# taz.de -- Steigende Benzinkosten: Gewinne deckeln, nicht Preise
       
       > Den hohen Spritkosten mittels staatlicher Zuschüsse entgegenzuwirken, ist
       > der falsche Weg. Die Profite der Raffinerien sind Grund für dicke
       > Rechnungen.
       
 (IMG) Bild: Superteuer: Tanken 2022
       
       Trotz breiter Kritik ist eine staatliche Spritsubvention noch nicht vom
       Tisch. Dabei wäre der Vorschlag von FDP-Finanzminister Christian Lindner,
       [1][den Preis für Benzin und Diesel durch einen Zuschuss unter 2 Euro pro
       Liter zu drücken], nicht nur ungerecht gegenüber allen, die sich ohne Auto
       fortbewegen.

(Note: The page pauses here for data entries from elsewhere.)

PR #161, opened 2016-10-24
[merged] systemd: Order After=cloud-init.service, not cloud-final

cgwalters:
See https://lists.fedoraproject.org/archives/list/cloud@lists.fedoraproject.org/thread/TRT6A5ZCCMEC2LNNAAEGUZYJV4P7MEB7/

At least in recent cloud-init, the previous situation created
an ordering cycle.  We really just want to run after the primary
configuration run, not after all scripts.

Should fix Fedora 25 Atomic Host startup.

### DIFF
--- a/docker-storage-setup.service
+++ b/docker-storage-setup.service
@@ -1,6 +1,6 @@
 [Unit]
 Description=Docker Storage Setup
-After=cloud-final.service
+After=cloud-init.service
 Before=docker.service
 
 [Service]


cgwalters:
The ordering here is like how `cloud-init.service` is `Before=sshd.service`.  We're doing the same thing basically.

rhvgoyal:
I am curious to know what changed. Why was it working so far and broke suddenly.

I am not sure what happens between cloud-init and cloud-final and what it can possibly break due to change of this dependency.

rhvgoyal:
Not sure where is official code for cloud-init. I found one source tree at `git.launchpad.net/cloud-init` and following commit there changed cloud-final.service to create dependency on multi-user.target. And that seems to have created this issue.

commit 34a26f7f59f2963691e36ca0476bec9fc9ccef63
Author: Scott Moser <smoser@brickies.net>
Date:   Thu Sep 8 13:17:37 2016 -0400

    systemd: Better support package and upgrade.

cgwalters:
Yeah, I think you're right.  That cloud-init change looks...hacky at best, but regardless of the merits of that change, I think this one is correct to do as well.

rhvgoyal:
Ok, lets make this change. I am little concerned that it will break something. We might have to revisit this if somebody complains.

rhvgoyal:
@rh-atomic-bot r+

rhatdan:
@lsm5 make sure on the next docker build you update docker-storage-setup from master

PR #163, opened 2016-11-01
[merged] Cleanup temporary mount point upon failure

### LINKED ISSUE #162: Mount leak in platform_supports_deferred_deletion()
Line 141:

    mount -o bind $TEMPDIR $TEMPDIR

...but lines 143 & 148 return without umounting. System is then left with stuck mounts:

    /dev/vda1 on /tmp/tmp.vBynTZ78If type xfs (rw,relatime,seclabel,attr2,inode64,noquota)

rhvgoyal:
Fixes #162 

platform_supports_deferred_deletion() mounts tempdir and then can exit
due to error conditions and never unmount that tempdir.  Do an unmount
during exit to do the cleanup.

Also make a error check little early. First do the check and then
create pipes and mount point.

### DIFF
--- a/docker-storage-setup.sh
+++ b/docker-storage-setup.sh
@@ -136,18 +136,16 @@ should_enable_deferred_deletion() {
 platform_supports_deferred_deletion() {
         local deferred_deletion_supported=1
         trap cleanup_pipes EXIT
-        mkfifo $PIPE1
-        mkfifo $PIPE2
-        mount -o bind $TEMPDIR $TEMPDIR
         if [ ! -x "/usr/lib/docker-storage-setup/dss-child-read-write" ];then
            return 1
         fi
-        unshare -m /usr/lib/docker-storage-setup/dss-child-read-write $PIPE1 $PIPE2 &
+        mkfifo $PIPE1
+        mkfifo $PIPE2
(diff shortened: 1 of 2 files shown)


docker-storage-setup.sh
```diff
@@ -136,12 +136,14 @@ should_enable_deferred_deletion() {
...
-        mount -o bind $TEMPDIR $TEMPDIR
+
         if [ ! -x "/usr/lib/docker-storage-setup/dss-child-read-write" ];then
            return 1
         fi
+
+        mkfifo $PIPE1
+        mkfifo $PIPE2
+        mount -o bind $TEMPDIR $TEMPDIR
         unshare -m /usr/lib/docker-storage-setup/dss-child-read-write $PIPE1 $PIPE2 &
```
cgwalters: We could rely on the kernel to umount if we did the mount inside the unshare, no?

rhvgoyal: That's a good point. We should not have to do mounting in host mount namespace. We should be able to create new mount namespace, do the mount and then signal to parent that try to remove directory from host mount namespace. 

Only extra overhead will be that we will have to pass the path to the tmp directory to child process. That should be fine. 

Will try it.

rhvgoyal:
@cgwalters PTAL. Now I am creating bind mount inside child process mount namespace.

rhatdan:
LGTM

cgwalters:
@rh-atomic-bot r+ 697d6ff

PR #165, opened 2016-11-02
Add dss-child-read-write to %files section

rhvgoyal:
Looks like we missed adding dss-child-read-write file to %files section
in spec file.


rhvgoyal:
cc @rhatdan @cgwalters

rhatdan:
I have added this already to my patch, and this is not the spec file that docker-storage-setup actually uses.

rhvgoyal:
Other PR, made this redundant.

PR #166, opened 2016-11-02
[merged] Makefile: add docker var

runcom:
This change is needed for `docker-latest` pkgs in Fedora and RHEL since we're now using `make install` (we'll rename files to `docker-latest-*` and need a way to install with `docker-latest-*` prefix as well):
```sh
make install DESTDIR=%{buildroot} DOCKER=%{name} # where name == docker-latest
```
@rhatdan @rhvgoyal PTAL

Signed-off-by: Antonio Murdaca <runcom@redhat.com>

### DIFF
--- a/Makefile
+++ b/Makefile
@@ -1,3 +1,4 @@
+DOCKER ?= docker
 # Installation directories.
 PREFIX ?= $(DESTDIR)/usr
 BINDIR ?= $(PREFIX)/bin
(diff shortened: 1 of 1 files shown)


rhvgoyal:
LGTM

rhvgoyal:
@rh-atomic-bot r+

PR #1381, opened 2022-11-03
chore: add release change log generation tool

brocktaylor7:
#### Details

This adds a script to generate a changelog during release. This copies from the optional script we have for Accessibility Insights for Web releases.

It auto-generates the tester, verified, dev, commit, pr, change description, group, version, and date columns for all the changes between the current release and the previous.

To run it, in the root of the action repo you run the following command, for this example I'm using the previous two release tags:
`node ./tools/get-change-log-for-release.js --from v3.1.0 --to v3.1.1 `

This is the resulting file from that command:
[change-log.v3.1.0-v3.1.1.csv](https://github.com/microsoft/accessibility-insights-action/files/9933118/change-log.v3.1.0-v3.1.1.csv)

Once the table is generated and filtered, it looks like this (an example of what the previous release's table would have looked like):
image

##### Motivation

Additional tooling to simplify the release process

##### Context

This will work the same for both the GH action and the ADO Extension.

#### Pull request checklist

### DIFF
--- a/package.json
+++ b/package.json
@@ -60,6 +60,7 @@
         "npm-run-all": "^4.1.5",
         "prettier": "^2.7.1",
         "rimraf": "^3.0.2",
+        "simple-git": "^3.14.1",
         "ts-jest": "^29.0.3",
         "ts-loader": "^9.4.1",
         "typemoq": "^2.1.0",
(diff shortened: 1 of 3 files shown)


ThanyaLeif (approved):
LGTM!

PR #1384, opened 2022-11-04
fix: add process.exit to fix process hanging at the end of execution

brocktaylor7:
#### Details

This adds a `process.exit()` at the end of execution to ensure the task doesn't hang.

##### Motivation

Bug fix in preparation for release

##### Context

This is a bug that we had discovered during release validation that was causing the process to hang.  We discovered that the `accessibility-insights-scan` package was having the same thing happening so we fixed it and released that package upstream.  Perplexingly, the issue wasn't resolved by the upstream fix.

I have implemented a similar fix here by adding a `process.exit()` at the end of execution. I had initially considered adding it to a `finally` block within `packages/ado-extension/src/ado-extension.ts`, but it felt wrong to end the process one level down from the top-level call in `index.ts`. 

When I initially put the `process.exit()` in `index.ts`, it was exiting the process before the full inner async function in `ado-extension.ts` was complete, so I made the outer `runScan` function async, which allowed it to be awaited in `index.ts`, fixing the race condition.

I released my test extension with these changes and ran to verify that it works as expected: [Test run from my test extension](https://dev.azure.com/accessibility-insights-private/Accessibility%20Insights%20(private)/_build/results?buildId=39047&view=logs&j=12f1170f-54f2-53f3-20dd-22fc7dff55f9&t=7384d774-f7ca-599c-ee57-ab2c05be9247)

This particular change only affects the ADO Extension. Later, we will need to test whether the issue also surfaces in the GH action.

#### Pull request checklist

### DIFF
--- a/packages/ado-extension/src/ado-extension-test.spec.ts
+++ b/packages/ado-extension/src/ado-extension-test.spec.ts
@@ -18,7 +18,7 @@ describe('runScan', () => {
         scanResponse = Promise.resolve(false);
         jest.spyOn(Logger.prototype, 'getAllErrors').mockReturnValueOnce(errorMessage);
         const setResultMock = jest.spyOn(adoTask, 'setResult');
-        runScan();
+        await runScan();
         await flushPromises();
         expect(setResultMock).toBeCalledWith(adoTask.TaskResult.Failed, errorMessage);
     });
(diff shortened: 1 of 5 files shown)


ThanyaLeif (approved):
The local run worked on my machine.
Everything looks normal... approved.

PR #1395, opened 2022-11-14
feat(docs-tests-telemetry): New Telemetry Error Sender

ThanyaLeif:
#### Details

This PR adds the new class `TelemetryErrorSender`, responsible for gathering and bundling errors from `InputValidator` and `Scanner`. This new class includes two main properties.
* `sender`: The class where the error was found, this could help us understand where the error is coming from.
* `errorList`: The list of error messages found in the class. Here we could find the same exact error message that was displayed to the user.

Here is an example of an `ErrorFound` event in our dev telemetry subscription, showing the `sender` and `errorList` properties mentioned above: 

image

##### Motivation

Store key information about users' errors while using our extension to help us find common issues and usage patterns.

##### Context

This new telemetry entry point will help us to develop a strategy to surface the most common issues faced by our users in future features.

The changes will be reflected exclusively on the ADO Extension side, with no user impact.

#### Pull request checklist


packages/shared/src/scanner/scanner.ts
```diff
@@ -113,9 +122,16 @@ export class Scanner {
             await this.allProgressReporter.completeRun(combinedReportParameters, combinedScanResult.baselineEvaluation);
             return this.allProgressReporter.didScanSucceed();
         } catch (error) {
+            // eslint-disable-next-line @typescript-eslint/no-unsafe-argument
```
katydecorah, line 125: Does this file still require this line?

packages/shared/src/input-validator.ts
```diff
@@ -34,6 +52,7 @@ export class InputValidator {
             const siteDirName = this.taskConfig.getInputName('StaticSiteDir');
             const urlName = this.taskConfig.getInputName('Url');
             const errorLines = [`A configuration error has occurred, ${urlName} or ${siteDirName} must be set`];
+            this.telemetryErrorCollector.collectError(errorLines.join(sectionSeparator()));
```
katydecorah, line 55: Starting at this line, I noticed a pattern where the file calls `this.telemetryErrorCollector.collectError` and then `tis.writeConfigurationError` several times:

```
this.telemetryErrorCollector.collectError(errorLines.join(sectionSeparator()));
return this.writeConfigurationError(errorLines);
```

What do you think about updating `writeConfigurationError` method to add `this.telemetryErrorCollector.collectError(errorLines.join(sectionSeparator()));`? This would allow us to reduce the number of times we call `collectError` and help reduce potential future human error (for example, if we add a new input to be validated, we will have to make sure we also call `collectError`).

katydecorah (commented):
This is looking really good, @ThanyaLeif! I left a few comments with some suggestions and questions. 

Also, do you think it's worth adding telemetry client mocks to existing tests in `shared/src/scanner/scanner.spec.ts`? There are a few error message related tests in that file (such as "reports error when timeout occurs and returns false") and it could give us more coverage on the new telemetry event, if you agree 🙂.

packages/shared/src/scanner/scanner.ts
ThanyaLeif: Removed!

packages/shared/src/input-validator.ts
ThanyaLeif: Oh yeah, that's a great idea!
Also modify the function a bit to accept as input a `string` instead of `string[]` and make the `errorLines.join(sectionSeparator())` outside the method

packages/shared/src/telemetry/telemetry-error-collector.ts
```diff
@@ -0,0 +1,30 @@
...
+
+    constructor(errorSender: ErrorSender) {
+        this.errorSender = errorSender;
+    }
+
+    public collectError(errorMessage: string): void {
+        this.errorList.push(errorMessage);
+    }
+
+    public cleanErrorList(): void {
```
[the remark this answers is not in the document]
ThanyaLeif: Actually, I forgot to add this method at the end of the `InputValidator` check 😬, my intention is to avoid storing any errors from this class while running `Scanner`, since InputValidator is called inside it.

katydecorah (approved):
Nice work, Tania 💐!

Er würde am Problem der hohen Preise, die für manche
       Pendler*innen ja tatsächlich ein Problem sind, auch wenig ändern.
       
       Denn der Hauptgrund für den starken Preisanstieg der letzten Wochen ist
       nicht der höhere Rohölpreis, der dem direkten politischen Einfluss entzogen
       ist, weil er fast komplett ins Ausland fließt. Der größte Teil des Geldes,
       das an der Tankstelle zusätzlich bezahlt wird, landet vielmehr bei den
       Raffinerien, die das Rohöl in Deutschland zu Benzin und Diesel veredeln.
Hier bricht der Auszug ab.